Work required ::
Wherever a line in the data below holds "missing", copy that line.
+--
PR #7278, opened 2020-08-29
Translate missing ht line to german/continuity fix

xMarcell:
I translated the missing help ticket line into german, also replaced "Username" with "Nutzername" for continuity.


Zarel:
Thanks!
+--
Task response ::
Translate missing ht line to german/continuity fix
I translated the missing help ticket line into german, also replaced "Username" with "Nutzername" for continuity.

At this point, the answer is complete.